*** Data supplied

PR #183, opened 2015-06-24
[8.0][account_banking_payment_transfer] Avoid to post the created move if entry_posted on the journal isn't true

adrienpeiffer:
Avoid to post the created move if `entry_posted` on the journal isn't true

### DIFF
--- a/account_banking_payment_transfer/model/account_payment.py
+++ b/account_banking_payment_transfer/model/account_payment.py
@@ -260,8 +260,10 @@ class PaymentOrder(models.Model):
                     total_amount, move, lines, labels)
                 aml_obj.create(trf_ml_vals)
 
-                # post account move
-                move.post()
+                # consider entry_posted on account_journal
+                if move.journal_id.entry_posted:
+                    # post account move
+                    move.post()
 
         # State field is written by act_sent_wait
         self.write({'date_sent': fields.Date.context_today(self)})


sbidoul:
This is to follow the posting behaviour as configured on the journal, as everywere else.

:+1:

pedrobaeza:
:+1:

lmignon:
:+1:

pedrobaeza:
I have just seen that you cannot reconcile a move that it's not posted, so this patch should be reverted.

sbidoul:
@pedrobaeza I don't understand.
- you _can_ reconcile a move that is not posted
- the posting behaviour is configured on the journal so you can preserve the existing behaviour by adjusting the "skip draft move" (entry_posted) flag on the journal

pedrobaeza:
> - you _can_ reconcile a move that is not posted

No, this line prevents that:
https://github.com/odoo/odoo/blob/8.0/addons/account/account_move_line.py#L961

And as you need to post, you need that the move is completed (not filled line by line). As I said, I have a working version calling the method at the end.

sbidoul:
@pedrobaeza in my understanding the 'valid' state on move lines means that the move is balanced. It is unrelated to posting.

pedrobaeza:
It's also linked, but in any case, we need to do it at the end, not while making each line, because the balance state will be got when all lines are created.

******

- _The task_: Print the records again in their entirety, character for character.

- _Response below_:
PR #183, opened 2015-06-24
[8.0][account_banking_payment_transfer] Avoid to post the created move if entry_posted on the journal isn't true

adrienpeiffer:
Avoid to post the created move if `entry_posted` on the journal isn't true

### DIFF
--- a/account_banking_payment_transfer/model/account_payment.py
+++ b/account_banking_payment_transfer/model/account_payment.py
@@ -260,8 +260,10 @@ class PaymentOrder(models.Model):
                     total_amount, move, lines, labels)
                 aml_obj.create(trf_ml_vals)
 
-                # post account move
-                move.post()
+                # consider entry_posted on account_journal
+                if move.journal_id.entry_posted:
+                    # post account move
+                    move.post()
 
         # State field is written by act_sent_wait
         self.write({'date_sent': fields.Date.context_today(self)})


sbidoul:
This is to follow the posting behaviour as configured on the journal, as everywere else.

:+1:

pedrobaeza:
:+1:

lmignon:
:+1:

pedrobaeza:
I have just seen that you cannot reconcile a move that it's not posted, so this patch should be reverted.

sbidoul:
@pedrobaeza I don't understand.
- you _can_ reconcile a move that is not posted
- the posting behaviour is configured on the journal so you can preserve the existing behaviour by adjusting the "skip draft move" (entry_posted) flag on the journal

pedrobaeza:
> - you _can_ reconcile a move that is not posted

No, this line prevents that:
https://github.com/odoo/odoo/blob/8.0/addons/account/account_move_line.py#L961

And as you need to post, you need that the move is completed (not filled line by line). As I said, I have a working version calling the method at the end.

sbidoul:
@pedrobaeza in my understanding the 'valid' state on move lines means that the move is balanced. It is unrelated to posting.

pedrobaeza:
It's also linked, but in any case, we need to do it at the end, not while making each line, because the balance state will be got when all lines are created.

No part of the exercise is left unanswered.